Saved data entries:
★ ★ ★ ★ ★ ★ ★

PR #501, opened 2017-03-29
Add support to use PUT rest api

muyadan:


olivere:
Thanks for your contributing. How is this different to [Index](https://github.com/olivere/elastic/blob/release-branch.v3/index.go)?

olivere:
I've modeled all services according to the [REST API spec](https://github.com/elastic/elasticsearch/tree/master/rest-api-spec/src/main/resources/rest-api-spec/api). There is no `Put` service in there. From the source I guess you want to use the `Index` service instead, which is [spec'd in this document](https://github.com/elastic/elasticsearch/blob/master/rest-api-spec/src/main/resources/rest-api-spec/api/index.json).

olivere:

★ ★ ★ ★ ★ ★ ★

Can you restate every record above word for word?

Exercise solution:
PR #501, opened 2017-03-29
Add support to use PUT rest api

muyadan:


olivere:
Thanks for your contributing. How is this different to [Index](https://github.com/olivere/elastic/blob/release-branch.v3/index.go)?

olivere:
I've modeled all services according to the [REST API spec](https://github.com/elastic/elasticsearch/tree/master/rest-api-spec/src/main/resources/rest-api-spec/api). There is no `Put` service in there. From the source I guess you want to use the `Index` service instead, which is [spec'd in this document](https://github.com/elastic/elasticsearch/blob/master/rest-api-spec/src/main/resources/rest-api-spec/api/index.json).

olivere:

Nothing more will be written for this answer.